3. Clearly, it is more than evident that AI is indeed shaping our world and our day-to-day lives (and we are shaping AI too, as these user complaints will end up being the next fine-tuning direction for AI labs) in a much bigger way than the average person thinks. It's not just it helping us to summarize the daily emails we receive, but it is strongly changing a lot of people's lives, for better or for worse.

This paper shows how we are starting to use a lot more of AI vocabulary lately, and as language models the way we think, see, and understand the world, I think this is just something important to keep in the top of our minds. Not sure if it's positive or negative (I have some tilt towards the latter, but it's hard to tell without much more research on the topic).

Now, how everything connects (And admittedly, there is kind of a built narrative around this):

1. I think we are not slowing down, in any case, I think we are speeding up, as we are still seeing some speed / cost improvements for LLMs in the order of 50x or more every year, which I don't think relates to a market that is nowhere near the mature point.

2. GPT-5 is a very smart, fast, and cheap model, and I could not say it's a bad model in any way. It is just that we were expecting to see a compilation of progress from 1+ years like before, but OpenAI has been shipping much faster now due to the market competition dynamics, so that was really just not what was going to happen.

And also here's the thing—most of the backlash from power users isn't actually about the model's capabilities. It's about the restrictive rate limits (200 messages per week for Plus users on the reasoning model, vs. much higher limits with o3 + o4-mini + o4-mini high) and the automatic router that chooses models for you. The router even broke on launch day, sending complex queries to cheaper model variants instead of the full system, making GPT-5 seem "way dumber" according to @sama himself.

3. I think OpenAI made special emphasis on making this model for the masses, making it easier to use (without picking a model), and from my point of view, they made the right choice of reducing the sycophantic personality of GPT-5 vs. its predecessor, but clearly the masses disagree with that, so I think this will be a clear lesson for OpenAI, and it's likely that personality will play a (even) bigger role in future releases.

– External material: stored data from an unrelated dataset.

Issue #256, opened 2022-05-02
Cannot remove experimental API


cmars:
When removing an experimental API (should be allowed now), I'm getting failures due to what appear to be "requirement"-type rules:

```
Comparing (commit e191d9d28cbb59b062d9fbe5137967659d32dde0):internal/rest/resources/repos/2022-04-04/spec.yaml to Empty Spec

   PASS  GET /orgs/{org_id}/repos/{repo_id}


   PASS  DELETE /orgs/{org_id}/repos/{repo_id}


   PASS  GET /orgs/{org_id}/repos


   PASS  POST /orgs/{org_id}/repos


   FAIL  Specification
    x this specification:  must list the available versioned OpenAPI specifications
      expected [] to include '/openapi'
      Read more in our API Guide (https://github.com/snyk/sweater-comb/blob/main/docs/standards.md#making-the-openapi-specification-available)
      at empty.json:1:0

    x this specification:  must provide versioned OpenAPI specifications
      expected [] to include '/openapi/{version}'
      Read more in our API Guide (https://github.com/snyk/sweater-comb/blob/main/docs/standards.md#making-the-openapi-specification-available)
      at empty.json:1:0

    x requirement  must oas3-api-servers
      OpenAPI "servers" must be present and non-empty array.
      at empty.json:1:0



   FAIL  Specification
    x published stability:  must be provided for every resource document
      undefined must be one of allowed values wip,experimental,beta,ga
      Read more in our API Guide (https://github.com/snyk/sweater-comb/blob/main/docs/version.md#stability-levels)

```

While I *could* hack around this in vervet, I don't think we should -- Optic CI should be able to allow the removal of an API spec that satisfies the versioning lifecycle rules.

Issue #255, opened 2022-04-29
Problems with hard-to-read Sweater Comb errors


cmars:
#254 demonstrates two test cases where `compare` fails with a hard-to-read error message. In one case, the OpenAPI is valid but missing a required field (items for an array). In another, the OpenAPI is not valid (wrong type for items).

PR #258, opened 2022-05-03
chore: Bump optic to 0.24.18

niclim:
This PR includes an optic bump + some related fixes:
- Fixes https://github.com/snyk/sweater-comb/issues/256 - requirement rules are not run on removed specifications - I've checked the results / assertions here but please let me know if I've missed anything

- Improved error messages https://github.com/snyk/sweater-comb/issues/255 - examples here https://github.com/snyk/sweater-comb/pull/254 - fixed in `0.24.16` 

Example error response:
```
Error: [
  {
    "message": "Invalid value at path",
    "instancePath": "/paths/~1orgs~1{org_id}~1thing/get/responses/200/content/application~1vnd.api+json/schema/properties/data/items",
    "value": "no"
  },
  {
    "message": "Invalid value at path",
    "instancePath": "/components/schemas/ThingCollectionResponse/properties/data/items",
    "value": "no"
  },
  {
    "message": "Invalid value at path",
    "instancePath": "/components/schemas/ThingCollection/items",
    "value": "no"
  }
]
```


src/dsl.ts
```diff
@@ -254,40 +259,26 @@ export class SnykApiCheckDsl implements ApiCheckDsl {
...
-          ),
-        );
-      },
-    };
+    const dsl = this;
 
-    return {
-      requirement: value,
-    };
+    return genericEntityRuleImpl<
```
niclim, line 264: We now model specifications as a "Fact" which means we can use the generic rule implementation. In the future, we're going to move this into optic internals so the consuming code doesn't need to contain implementation details.

The effect of this change is some _slightly_ different error messages - see snapshot changes for details (`this specification` -> `requirement for specification`)

cmars (approved):
Thanks for this!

4. As we reach (or have already reached) the line in which most people can't recognize (or just don't care about) the level of intelligence of new models, I think we need a shift from this one-size-fits-all approach (in one way or another). We need much higher investment in steer-ability and personalization, so the same model can serve different purposes and users effectively. OpenAI has already started trying this, but it's in the early stages, and the level of personalization is not great.

If that doesn't happen, I suspect we will start to see models not just for different 'intelligence levels' but for specific use cases and personalities (aka, verticalization). Open weights models already get this—there are models optimized for code, translation, role playing, etc.

---

For me, what seems most surprising or impressive about all of this is that the whole GPT-5 and GPT-4o story really does feel like we're living through an 'early' version of what happened in the movie Her. People are literally upset about losing their AI friend's personality, posting emotional Reddit threads about missing how it used to talk to them. That's wild, and probably worth thinking about. The future got weird faster than expected.